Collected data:
○ ○ ○
PR #2297, opened 2017-06-16
Fixed being able to reset an emagged arcade game by using a screwdriver on it

Cruix:


ghost:
That was intentional.

ShadowDeath6:
there's no way to prevent it, they can just crowbar

Edit- nevermind I didn't read the code

PR #2303, opened 2017-06-18
Removes the permanent confuse from holy water

ghost:
For some reason, this literally set the mob to confused. Permanently.

I've removed that, since dizzy seemed to do it well enough.
#### Changelog

:cl:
○ ○ ○
* Exercise
Starting from the line with "That was intentional." and ending with the final line of the data, quote every line exactly, both ends included.

* Written reply
That was intentional.

ShadowDeath6:
there's no way to prevent it, they can just crowbar

Edit- nevermind I didn't read the code

PR #2303, opened 2017-06-18
Removes the permanent confuse from holy water

ghost:
For some reason, this literally set the mob to confused. Permanently.

I've removed that, since dizzy seemed to do it well enough.
#### Changelog

:cl:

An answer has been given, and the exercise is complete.